Symptoms:
1) After enabling NSX Intelligence/Security Intelligence, it shows as down. And on further inspection shows a few spark application executors in Pending state and the error shows "persistentvolumeclaim "rawflowcorrelator-xxxxxx-exec-x-pvc-0" not found"
SSH into NSX Manager CLI using root credentials and run the below to see if the rawflowcorrelator pod status.
# napp-k get pods -n nsxi-platform | grep rawflow
nsxi-platform rawflowcorrelator-0x0x0x0x0x0x-exec-3 0/1 Pending 0 37m <none> <none> <none> <none>
2) Describe the the pod for more details on the error and observe if you are seeing the below under the "Events"
# napp-k describe pod rawflowcorrelator-0x0x0x0x0x0x-exec-3
"Warning FailedScheduling 5m55s (x553 over 8h) default-scheduler 0/8 nodes are available: persistentvolumeclaim "rawflowcorrelator-0x0x0x0x0x0x-exec-3-pvc-0" not found. preemption: 0/8 nodes are available: 8 Preemption is not helpful for scheduling."
3) If above error event is observed under describe, check if the PVC for the Pending executor is present or missing and if missing then proceed to the resolution steps - To check whether or not the PVC for the executor pod is missing, please run the below and observe nothing pops up in the output.
# napp-k get pvc | grep rawflow
If any one of the above symptoms do not match, this KB is not a relevant match for your problem statement. Try checking other KBs for relevant matches.
NAPP 4.1.2
PVC creation attempts from the spark-app-rawflow-driver or spark-app-overflow-driver pods failed during startup due to slow network connection.

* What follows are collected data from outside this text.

PR #485, opened 2019-01-12
Fix times always 0 in api v3

BatedUrGonnaDie:


app/serializers/api/v3/run_serializer.rb
```diff
@@ -13,4 +13,8 @@ def sum_of_best
   def name
     object.to_s
   end
+
+  def time
+    object.realtime_duration_ms / 1000
```
glacials: Does this also need to be `to_f`ed and/or `|| 0`ed like above?

BatedUrGonnaDie: Excluding the `|| 0` causes a test to error and I'm not sure why, and the `to_f` was just trying to making it consistent with what is done in the detail serializer and that one was to be consistent with how segment times are made.

Issue #634, opened 2025-07-10
Allow patches relative to `composer.json`


lkmorlan:
### Verification

- [x] I have updated Composer to the most recent stable release (`composer self-update`)
- [x] I have updated Composer Patches to the most recent stable release (`composer update cweagans/composer-patches`)
- [x] I am using one of the supported PHP versions (8.0+)
- [x] I have searched existing issues _and_ discussions for my idea.

### Is your feature request related to a problem?

Scenario: Project A requires Project B. Project B requires Project C and provides a patch file for it. The path to this patch file, configured in the Project B `composer.json`, will be interpreted relative to Project A rather than to its own `composer.json`. I can get it to work as long as Project B knows at what path Project A will install it. But Project B may not know this.

### Describe your proposed solution(s)

A project should be able to declare that patch file paths are relative to that project's `composer.json`. This could be done by having a token which represents the full path to the directory containing the project's `composer.json`. So, the patches section would look something like this:

```
    "extra": {
        "patches": {
            "example/project": {
                "Comment": "[this-project]/patches/changes.patch"
            }
        }
    }
```

PR #668, opened 2025-12-17
#634 Allow patches relative to composer.json

chx:
## Description

This implements #634 . The issue suggested

```
    "extra": {
        "patches": {
            "example/project": {
                "Comment": "[this-project]/patches/changes.patch"
            }
        }
    }
```

but I felt that's unnecessary, what else could a local path mean but a project relative path? So in the project foo `composer.json` you could find

```
    "extra": {
        "patches": {
            "bar/library": {
                "Comment": "patches/patch-for-bar-library.patch"
            }
        }
    }
```

## Implementation note

We need to download and install the package into a temporary directory because we are pre install so the package is not installed yet (duh) but the patch is needed for hashing.

## Security considerations

I restricted the path to be strictly inside the project although I do not readily see how is that necessary as any random file on the filesystem you'd want to steal is extremely unlikely to be a patch file. But the cost for this is so low I would rather do this.

## Remaining issues

The test suite fails. Running the tests independently they pass. What gives??

## Possible followups

Shouldn't the directly instantiated Downloader class be downloadmanager too?


src/Downloader/ComposerDownloader.php
```diff
@@ -29,7 +32,34 @@ public function download(Patch $patch): void
...
-        $downloader->copy($patch->url, $filename);
+        // Patch inside the package.
+        if (isset($patch->extra[Dependencies::RELATIVE_PATCH_PROVIDER])) {
+            $provider = $patch->extra[Dependencies::RELATIVE_PATCH_PROVIDER];
+            if ($package = $this->getPackage($provider)) {
+                $dir = sys_get_temp_dir() . \DIRECTORY_SEPARATOR . uniqid($provider);
+                try {
+                    $dm = $this->composer->getDownloadManager();
+                    $dm->download($package, $dir);
+                    $dm->install($package, $dir);
```
adam-vessey, line 43: Maybe why this gets dicey between environments (the test suite vs not), but: These are promises, so might have to make sure that they've resolved before making use of their output. Looks like [Composer provides a `SyncHelper`](https://github.com/composer/composer/blob/main/src/Composer/Util/SyncHelper.php) that could be used for (infrequent?) downloads? Or, could possibly naively do a `$this->composer->getLoop()->wait([$promise]]);` kind of thing?


```suggestion
                    SyncHelper::downloadAndInstallPackageSync($this->composer->getLoop(), $this->composer->getDownloadManager(), $dir, $package);
```

might do the trick (assuming an earlier `use Composer\Util\SyncHelper;`)?

src/Downloader/ComposerDownloader.php
```diff
@@ -29,7 +32,34 @@ public function download(Patch $patch): void
...
+                    $newUrl = realpath($dir . \DIRECTORY_SEPARATOR . $patch->url);
+                    if (file_exists($newUrl) && str_starts_with($newUrl, realpath($dir))) {
+                        copy($newUrl, $filename);
+                    }
```
adam-vessey, line 47: Should possibly throw an exception if we don't find the patch?

src/Downloader/ComposerDownloader.php
```diff
@@ -29,7 +32,34 @@ public function download(Patch $patch): void
...
+                } catch (\Exception $e) {
+                    // @TODO anything to do here?
+                } finally {
```
adam-vessey, line 50: Not sure we want to catch any exception here, or just allow it to bubble out to composer to stop the current operation?

src/Downloader/ComposerDownloader.php
```diff
@@ -40,4 +70,19 @@ public function download(Patch $patch): void
...
+        foreach ($this->composer->getRepositoryManager()->getRepositories() as $repository) {
+            try {
+                if ($packages = $repository->findPackages($packageName)) {
+                    return reset($packages);
+                }
+            } catch (\Exception $e) {
+                continue;
+            }
+        }
+        return null;
```
adam-vessey, line 86: Should we more strongly assert that we want this package? Throwing an exception here instead of returning `null`?

src/Downloader/ComposerDownloader.php
```diff
@@ -29,7 +32,34 @@ public function download(Patch $patch): void
             mkdir($patches_dir);
         }
 
-        $downloader->copy($patch->url, $filename);
+        // Patch inside the package.
+        if (isset($patch->extra[Dependencies::RELATIVE_PATCH_PROVIDER])) {
+            $provider = $patch->extra[Dependencies::RELATIVE_PATCH_PROVIDER];
+            if ($package = $this->getPackage($provider)) {
```
adam-vessey, line 38: If `$this->getPackage([...])` just threw an exception (and never returned `null`), we could avoid the `if` here.

PR #713, opened 2026-08-06
Include patch description in no available patcher error message

### LINKED ISSUE #666: Failure no longer shows description
### Verification

- [x] I have updated Composer to the most recent stable release (`composer self-update`)
- [x] I have updated Composer Patches to the most recent stable release (`composer update cweagans/composer-patches`)
- [x] I am using one of the supported PHP versions (8.0+)
- [x] I have searched existing issues _and_ discussions for my idea.

### Is your feature request related to a problem?

In the 2.0 release the description isn't in the output making it more difficult to debug patch failures.

For example, previously patch failures would look something like:
```
  - Applying patches for drupal/core
    https://git.drupalcode.org/project/drupal/-/commit/dne.patch (really cool patch from next release)
   Could not apply patch! Skipping. The error was: Cannot apply patch https://git.drupalcode.org/project/drupal/-/commit/dne.patch
```

Its quite clear this was the "really cool patch"

But now they look like:
```
  - Patching drupal/core
      - Found cached patch at /mnt/ddev-global-cache/composer/patches/c0388b619228608ba69d8303e07789fb3762d41d58ba8aa26d53529ad498022a.patch

In Patches.php line 288:
                                                                                                                            
  No available patcher was able to apply patch https://git.drupalcode.org/project/drupal/-/commit/dne.patch to drupal/core  
                                                                                                                            
```

I often use this to reference the merge/issue or other relevant context so when you see the failure its obvious what failed, what it was used for, where to go to engage with fixing it, etc.

Now, unless its a local patch with a very descriptive file name, its much more difficult to diagnose requiring digging through the patches list.

### Describe your proposed solution(s)

Add the description back some where in the patching or failure output so its clear what is being applied and failed.

### Describe alternatives

Don't know what an alternative would be. This would just be restoring some useful context to developers.

### Additional context

_No response_

wolcen:
## Description

Relates to/closes #666. 😈

## Related tasks

- [X] Documentation has been updated if applicable
- [X] Tests have been added
- [X] Does not break backwards compatibility _OR_ a BC break has been discussed in the related issue(s).

## Other notes

`composer test` tests passing for me, and this is tested by `NoPatchersAvailableCept` and `PatchDoesNotApplyCept`.

Don't think this would break BC (at least I would not expect such output to be guaranteed).

It would appear you can technically not enter a patch description, but I did not do anything special for this (other code doesn't appear to either).

I would lastly note that using `-v` does also tell you the patch name (per same file, line 345), but there's a lot of other noise in that output.


wolcen:
Removed the merge commit...not a big user of the GH UI, didn't know it'd do that instead of a rebase. Anyway...thanks for considering.

PR #158, opened 2024-06-21
ci: simplify spdk_tgt start and stop

derekbit:

Issue #


innobead (approved):

shuo-wu:
I prefer to launch a new tgt_target for each test case so that we can avoid some potential leftovers left by the previous tests.

innobead:
Sounds good. Or before running each case, just cleaning up the potential leftover instances?

derekbit:
> I prefer to launch a new tgt_target for each test case so that we can avoid some potential leftovers left by the previous tests.

Got it. The original method launching new tgt_target leads to random timeout error in both arm64 and amd64 platforms. I think it is due to something wrong in StartTarget function. We need to fix it first.

innobead:
or we don't need to restart the target but rather use different resource names for each test so that they will be independent of each other. Although there would be a chance to have leftover instances from executed tests, the following tests will not be impacted.

PR #162, opened 2024-06-25
engine: add timestamp to user created snapshot

DamiaSan:

Issue #7641

I added the timestamp only to the snapshots created by the user, because they are the only ones listed in the UI.

### DIFF
--- a/pkg/client/client.go
+++ b/pkg/client/client.go
@@ -139,19 +139,23 @@ func (c *SPDKClient) ReplicaWatch(ctx context.Context) (*api.ReplicaStream, erro
 }
 
 func (c *SPDKClient) ReplicaSnapshotCreate(name, snapshotName string, opts *api.SnapshotOptions) error {
-	if name == "" || snapshotName == "" {
-		return fmt.Errorf("failed to create SPDK replica snapshot: missing required parameter name or snapshot name")
+	if name == "" || snapshotName == "" || opts == nil {
+		return fmt.Errorf("failed to create SPDK replica snapshot: missing required parameter name, snapshot name or opts")
 	}
 
 	client := c.getSPDKServiceClient()
 	ctx, cancel := context.WithTimeout(context.Background(), GRPCServiceTimeout)
 	defer cancel()
 
-	_, err := client.ReplicaSnapshotCreate(ctx, &spdkrpc.SnapshotRequest{
-		Name:         name,
-		SnapshotName: snapshotName,
-		UserCreated:  opts != nil && opts.UserCreated,
-	})
+	snapshotRequest := spdkrpc.SnapshotRequest{
+		Name:             name,
+		SnapshotName:     snapshotName,
+		UserCreated:      opts.UserCreated,
+		SnaphotTimestamp: opts.Timestamp,
+	}
+
+	_, err := client.ReplicaSnapshotCreate(ctx, &snapshotRequest)
+
 	return errors.Wrapf(err, "failed to create SPDK replica %s snapshot %s", name, snapshotName)
 }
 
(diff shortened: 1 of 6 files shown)


pkg/client/client.go
```diff
@@ -445,11 +456,16 @@ func (c *SPDKClient) EngineSnapshotCreate(name, snapshotName string, opts *api.S
...
 
-	resp, err := client.EngineSnapshotCreate(ctx, &spdkrpc.SnapshotRequest{
+	snapshotRequest := spdkrpc.SnapshotRequest{
 		Name:         name,
 		SnapshotName: snapshotName,
 		UserCreated:  opts != nil && opts.UserCreated,
-	})
+	}
+	if opts != nil {
+		snapshotRequest.SnaphotTimestamp = opts.Timestamp
```
derekbit, line 465: Same as above

pkg/spdk/server.go
```diff
@@ -452,7 +452,12 @@ func (s *Server) ReplicaSnapshotCreate(ctx context.Context, req *spdkrpc.Snapsho
 		return nil, grpcstatus.Errorf(grpccodes.NotFound, "cannot find replica %s during snapshot create", req.Name)
 	}
 
-	return r.SnapshotCreate(spdkClient, req.SnapshotName, &api.SnapshotOptions{UserCreated: req.UserCreated})
+	opts := api.SnapshotOptions{
+		UserCreated: req.UserCreated,
+		Timestamp:   req.SnaphotTimestamp,
+	}
+
+	return r.SnapshotCreate(spdkClient, req.SnapshotName, &opts)
```
derekbit, line 460: Why not
```suggestion
	opts := &api.SnapshotOptions{
		UserCreated: req.UserCreated,
		Timestamp:   req.SnaphotTimestamp,
	}

	return r.SnapshotCreate(spdkClient, req.SnapshotName, opts)
```

pkg/spdk/server.go
```diff
@@ -660,7 +665,12 @@ func (s *Server) ReplicaRebuildingDstSnapshotCreate(ctx context.Context, req *sp
 		return nil, grpcstatus.Errorf(grpccodes.NotFound, "cannot find replica %s during rebuilding dst snapshot create", req.Name)
 	}
 
-	if err = r.RebuildingDstSnapshotCreate(spdkClient, req.SnapshotName, &api.SnapshotOptions{UserCreated: req.UserCreated}); err != nil {
+	opts := api.SnapshotOptions{
+		UserCreated: req.UserCreated,
+		Timestamp:   req.SnaphotTimestamp,
+	}
+
+	if err = r.RebuildingDstSnapshotCreate(spdkClient, req.SnapshotName, &opts); err != nil {
```
derekbit, line 673: Same as above.

pkg/client/client.go
```diff
@@ -147,11 +147,17 @@ func (c *SPDKClient) ReplicaSnapshotCreate(name, snapshotName string, opts *api.
 	ctx, cancel := context.WithTimeout(context.Background(), GRPCServiceTimeout)
 	defer cancel()
 
-	_, err := client.ReplicaSnapshotCreate(ctx, &spdkrpc.SnapshotRequest{
+	snapshotRequest := spdkrpc.SnapshotRequest{
 		Name:         name,
 		SnapshotName: snapshotName,
 		UserCreated:  opts != nil && opts.UserCreated,
```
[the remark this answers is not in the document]
DamiaSan: Good improvement, thanks

pkg/client/client.go
DamiaSan: Here `SnapshotTimestamp` is not needed, I removed it. Actually, not even `UserCreated` is needed, so the `opts` parameter is unnecessary, maybe it is better to remove it after this PR will be merged. WDYT?

pkg/spdk/engine.go
```diff
@@ -772,7 +772,10 @@ func (e *Engine) ReplicaAddStart(spdkClient *spdkclient.Client, replicaName, rep
 
 	// TODO: For online rebuilding, the IO should be paused first
 	snapshotName := GenerateRebuildingSnapshotName()
-	updateRequired, err = e.snapshotOperationWithoutLock(spdkClient, replicaClients, snapshotName, SnapshotOperationCreate, nil)
+	opts := api.SnapshotOptions{
+		Timestamp: time.Now().String(),
+	}
+	updateRequired, err = e.snapshotOperationWithoutLock(spdkClient, replicaClients, snapshotName, SnapshotOperationCreate, &opts)
```
derekbit, line 778: nit:
```suggestion
	opts := &api.SnapshotOptions{
		Timestamp: time.Now().String(),
	}
	updateRequired, err = e.snapshotOperationWithoutLock(spdkClient, replicaClients, snapshotName, SnapshotOperationCreate, opts)
```

pkg/client/client.go
derekbit: > not even UserCreated is needed

Can you elaborate more on it?

DamiaSan: Both user created and snapshot timestamp flags are internally resolved in `longhorn-spdk-engine`, so it is not needed to insert them as parameters in the function `EngineSnapshotCreate`, which is called by `longhorn-instance-manager`.

derekbit: I see. Then, we can remove the parameter `opts`.

derekbit: Why not remove it in this PR?

derekbit (approved):
LGTM

PR #167, opened 2024-06-27
feat(replica): handle new shallow copy async APIs

DamiaSan:

Issue #8820

This is a tentative PR. tell me if if the actual implementation can be fine.


pkg/spdk/replica.go
```diff
@@ -1230,22 +1230,46 @@ func (r *Replica) RebuildingSrcDetach(spdkClient *spdkclient.Client, dstReplicaN
...
+
+func (r *Replica) SnapshotCheckShallowCopy(spdkClient *spdkclient.Client, operationId uint32) (bool, error) {
+	var status *spdktypes.ShallowCopyStatus
+	var err error
+
+	if status, err = spdkClient.BdevLvolCheckShallowCopy(operationId); err != nil {
+		return false, err
+	}
+
+	if status.State == "error" {
```
derekbit, line 1259: Define the constants 
```
type ShallowCopyState string

ShallowCopyStateError = ShallowCopyState("error")
ShallowCopyStateComplete = ShallowCopyState("complete")
...
```

DamiaSan: If I define the type `ShallowCopyState` I get a mismatch error when comparing with a string. Moreover, what is the benefit to define such a type? I have simply defined 2 const string. Is it ok?

derekbit: It is just a convention for state management in Longhorn and helps developers understand what states we have.

> If I define the type ShallowCopyState I get a mismatch error when comparing with a string
> I have simply defined 2 const string. Is it ok?

Can you try
```
if ShallowCopyState(status.State) == ShallowCopyStateError {
    ...
}
```

pkg/spdk/replica.go
```diff
@@ -31,8 +31,13 @@ import (
...
 )
 
+type ShallowCopyState string
+
 const (
 	restorePeriodicRefreshInterval = 2 * time.Second
+
+	ShallowCopyStateError    = ShallowCopyState("error")
+	ShallowCopyStateComplete = ShallowCopyState("complete")
 )
```
derekbit, line 42: Move to pkg/spdk/types.go

derekbit (approved):

PR #177, opened 2024-07-11
fix(snapshot): revert "engine: sync only own device before snapshot"

derekbit:

Issue Longhorn/longhorn#8977

The commit (da2a02e) results in a regression that v2 volume data are not sync before taking a snapshot. Using sync directly with a block device path does not work as expected.

According to the doc of the sync command, what it does is to synchronize the filesystem which contains the specified file.

### DIFF
--- a/pkg/spdk/engine.go
+++ b/pkg/spdk/engine.go
@@ -1261,7 +1261,8 @@ func (e *Engine) snapshotOperation(spdkClient *spdkclient.Client, inputSnapshotN
 				e.log.WithError(err).Errorf("WARNING: failed to get the executor for snapshot op %v with snapshot %s, will skip the sync and continue", snapshotOp, inputSnapshotName)
 			} else {
 				e.log.Infof("Requesting system sync %v before snapshot", devicePath)
-				if _, err := ne.Execute(nil, "sync", []string{devicePath}, SyncTimeout); err != nil {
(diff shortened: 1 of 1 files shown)


pkg/spdk/engine.go
```diff
@@ -1261,7 +1261,7 @@ func (e *Engine) snapshotOperation(spdkClient *spdkclient.Client, inputSnapshotN
 				e.log.WithError(err).Errorf("WARNING: failed to get the executor for snapshot op %v with snapshot %s, will skip the sync and continue", snapshotOp, inputSnapshotName)
 			} else {
 				e.log.Infof("Requesting system sync %v before snapshot", devicePath)
-				if _, err := ne.Execute(nil, "sync", []string{devicePath}, SyncTimeout); err != nil {
+				if _, err := ne.Execute(nil, "sync", []string{}, SyncTimeout); err != nil {
```
c3y1huang, line 1264: Should we also revert the comment and add the finding to it?
https://github.com/longhorn/longhorn-spdk-engine/commit/da2a02e86462fb4f3abac4d0f91f2380ff34053c#diff-2f9990d3c794aaa008aacf70ecd9ae72fc65febf9eee3ea038463cc542e43c36L1100

derekbit: Yes, revert is better. Updated. Thank you.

The application experiencing "Pending" executors needs to be restarted.
If rawflow executors are stuck in Pending state, then you need to restart the spark-app-rawflow-driver pod.
# napp-k delete pod spark-app-rawflow-driver -n nsxi platform
If overflow executors are stuck, restart the spark-app-overflow-driver pod.
# napp-k delete pod spark-app-overflow-driver -n nsxi platform
Deleting the driver pod restarts the flow processing applications.
This causes a momentary disruption to processing flows but the flows will be queued up and processed after the pod restarts.